### Assignment
Each line of the material below with the word "human" is to be reported.
---------------
PR #1224, opened 2023-03-27
chore(ci): protect master branch during releases

louis-bompart:
## Proposed changes

Our release failed because a PR was merged during a release.
To avoid that, we should prevent commits from going into master during a release.

To do that, I limit who can commit to master to our bot.
To use the bot trusted identity, I need more convoluted ways of committing:
 1. create the Git Tree and make it known to GitHub.
 2. create a commit via GitHub APIs using the Git Tree
 3. point master on the commit.

## Testing

I will have to trigger a new release soonish after we complete a stable one to check the process.


utils/release/git-publish-all.mjs
```diff
@@ -34,6 +34,37 @@ const getCliChangelog = () => {
...
+  await gitSetupUser(GIT_USERNAME, GIT_EMAIL);
+  // #endregion
+
+  //#region GitHub authentication
+  const authSecrets = {
+    appId: process.env.RELEASER_APP_ID,
+    privateKey: process.env.RELEASER_PRIVATE_KEY,
+    clientId: process.env.RELEASER_CLIENT_ID,
+    clientSecret: process.env.RELEASER_CLIENT_SECRET,
+    installationId: process.env.RELEASER_INSTALLATION_ID,
```
louis-bompart, line 59: - [ ] I need to scavenge those

utils/release/lock-master.mjs
```diff
@@ -0,0 +1,28 @@
...
+  await octokit.rest.repos.updateBranchProtection({
+    owner: REPO_OWNER,
+    repo: REPO_NAME,
+    branch: 'master',
+    ...currentProtection,
+    restrictions: canWrite
+      ? null
+      : {
+          users: [],
+          apps: ['developer-experience-bot'],
```
y-lakhdar, line 24: Do you need to add the `[bot]` prefix here?

utils/release/npm-publish-package.mjs
```diff
@@ -44,6 +47,22 @@ const isPrerelease = process.env.IS_PRERELEASE === 'true';
...
 // Run on each package, it generate the changelog, install the latest dependencies that are part of the workspace, publish the package.
 (async () => {
+  // Lock-out master
+  await changeMasterWriteAccess(false);
+
+  // Verify master has not changed
+  const local = await getSHA1fromRef('master');
+  await gitPull();
+  const remote = await getSHA1fromRef('master');
+  if (!process.env.NO_LOCK && local !== remote) {
```
y-lakhdar, line 57: wouldn't it be easier to read without the double negative?

louis-bompart: We can use another name for the variable name, but the `!process.env.OTHER_NAME` should stay:
Indeed, we're testing the presence of the variable, because it is not set outside of the E2E tests.

utils/release/lock-master.mjs
louis-bompart: No we're using the appSlug: https://docs.github.com/en/apps/creating-github-apps/authenticating-with-a-github-app/authenticating-as-a-github-app
https://github.com/apps/developer-experience-bot

y-lakhdar (approved):

utils/release/npm-publish-package.mjs
```diff
@@ -44,6 +47,22 @@ const isPrerelease = process.env.IS_PRERELEASE === 'true';
 
 // Run on each package, it generate the changelog, install the latest dependencies that are part of the workspace, publish the package.
 (async () => {
+  // Lock-out master
+  await changeMasterWriteAccess(false);
```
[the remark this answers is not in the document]
louis-bompart: 👍

louis-bompart:
Back to draft, there's quite some stuff to fix

utils/release/lock-master.mjs
```diff
@@ -0,0 +1,28 @@
+import {Octokit} from 'octokit';
+
+const REPO_OWNER = 'coveo';
+const REPO_NAME = 'cli';
+
+export async function changeMasterWriteAccess(canWrite) {
```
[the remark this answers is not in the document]
louis-bompart: fixed in 2d44708f

utils/release/npm-publish-package.mjs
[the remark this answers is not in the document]
louis-bompart: fixed in f9cbea8

utils/release/git-publish-all.mjs
```diff
@@ -63,33 +97,30 @@ const getCliChangelog = () => {
...
-    package.json
-    package-lock.json
-    packages/ui/cra-template/template.json
-    `,
-    PATH
+
+  const commit = await commitChanges(
+    releaseNumber,
+    gitNewTag,
+    packagesReleased,
```
btaillon, line 104: I think it's not so transparent what these two parameters are for (`gitNewTag` and `packagesReleased`).

Instead, I think we could build the message right here.

For example:
```js
const commit = await commitChanges({
  octokit,
  releaseNumber,
  message: dedent`
    [version bump] chore(release): release ${gitNewTag} [skip ci]
    ${packagesReleased}
    **/README.md
    **/CHANGELOG.md
    **/package.json
    README.md
    CHANGELOG.md
    package.json
    package-lock.json
    packages/ui/cra-template/template.json
  `,
});
```

utils/release/git-publish-all.mjs
```diff
@@ -102,6 +133,77 @@ const getCliChangelog = () => {
   });
 })();
 
+async function commitChanges(
```
btaillon, line 136: There's a lot of utilities in this file, I think it may be a good idea to extract this one into a separate file. I really don't feel strongly about it though.

utils/release/lock-master.mjs
```diff
@@ -0,0 +1,32 @@
...
+  changeBranchRestrictions(null);
+
+async function changeBranchRestrictions(restrictions) {
+  const octokit = new Octokit({auth: process.env.GITHUB_CREDENTIALS});
+
+  const currentProtection = await octokit.rest.repos.getBranchProtection({
+    owner: REPO_OWNER,
+    repo: REPO_NAME,
+    branch: 'master',
+  });
```
btaillon, line 23: With the typescript language server, it looks like `getBranchProtection` doesn't directly return the protections, it returns a `data` object. If so, it looks like you have an error.

```suggestion
  const {status, data: currentProtection} =
    await octokit.rest.repos.getBranchProtection({
      owner: REPO_OWNER,
      repo: REPO_NAME,
      branch: 'master',
    });
  if (status !== 200) {
    throw 'Could not get current branch protections.';
  }
```

btaillon (approved):
Looks good! Apart from one error

utils/release/git-publish-all.mjs
louis-bompart: 👎 I think the release scripts should be as much be of possible be scripts.

If we were doing manual releases, we would have a list of successive steps a human would do.
We have code that does it instead of a human, but I think it is best for the code to have the same structure as the 'instructions set' we would give to a human.

utils/release/lock-master.mjs
louis-bompart: Good point for the data obj.
We don't need any handling tho, octokit throw when a request is nok

utils/release/git-publish-all.mjs
```diff
@@ -31,9 +35,38 @@ const getCliChangelog = () => {
...
+    privateKey: process.env.RELEASER_PRIVATE_KEY,
+    clientId: process.env.RELEASER_CLIENT_ID,
+    clientSecret: process.env.RELEASER_CLIENT_SECRET,
+    installationId: process.env.RELEASER_INSTALLATION_ID,
+  };
+
+  const octokit = new Octokit({
+    authStrategy: createAppAuth,
+    auth: authSecrets,
+  });
```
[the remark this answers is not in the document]
louis-bompart: I think it's important to keep both very separated because its two very different authentication type, two different permissions set.
The distinction is important to keep.

However, we do not use the SSH here, so I removed it

utils/release/git-lock.mjs
```diff
@@ -0,0 +1,33 @@
+import {gitPull, getSHA1fromRef} from '@coveo/semantic-monorepo-tools';
+import dedent from 'ts-dedent';
+
+import {
+  limitWriteAccessToBot,
+  removeWriteAccessRestrictions,
+} from './lock-master.mjs';
+
+const isPrerelease = process.env.IS_PRERELEASE === 'true';
+const noLockRequired = Boolean(process.env.NO_LOCK);
```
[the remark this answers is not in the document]
louis-bompart: IMO addressed enough in 76e9486a0d299cbfcfdba2fdbceb24fc3da8857b

utils/release/git-lock.mjs
```diff
@@ -0,0 +1,33 @@
...
+
+const ensureUpToDateBranch = async () => {
+  if (isPrerelease || noLockRequired) {
+    return;
+  }
```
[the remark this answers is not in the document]
louis-bompart: 76e9486a0d299cbfcfdba2fdbceb24fc3da8857b

utils/release/git-lock.mjs
```diff
@@ -0,0 +1,33 @@
...
+  // Lock-out master
+  await limitWriteAccessToBot();
+
+  // Verify master has not changed
+  const local = await getSHA1fromRef('master');
```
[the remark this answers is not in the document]
louis-bompart: 76e9486a0d299cbfcfdba2fdbceb24fc3da8857b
---------------
### Solution to this task
If we were doing manual releases, we would have a list of successive steps a human would do.
We have code that does it instead of a human, but I think it is best for the code to have the same structure as the 'instructions set' we would give to a human.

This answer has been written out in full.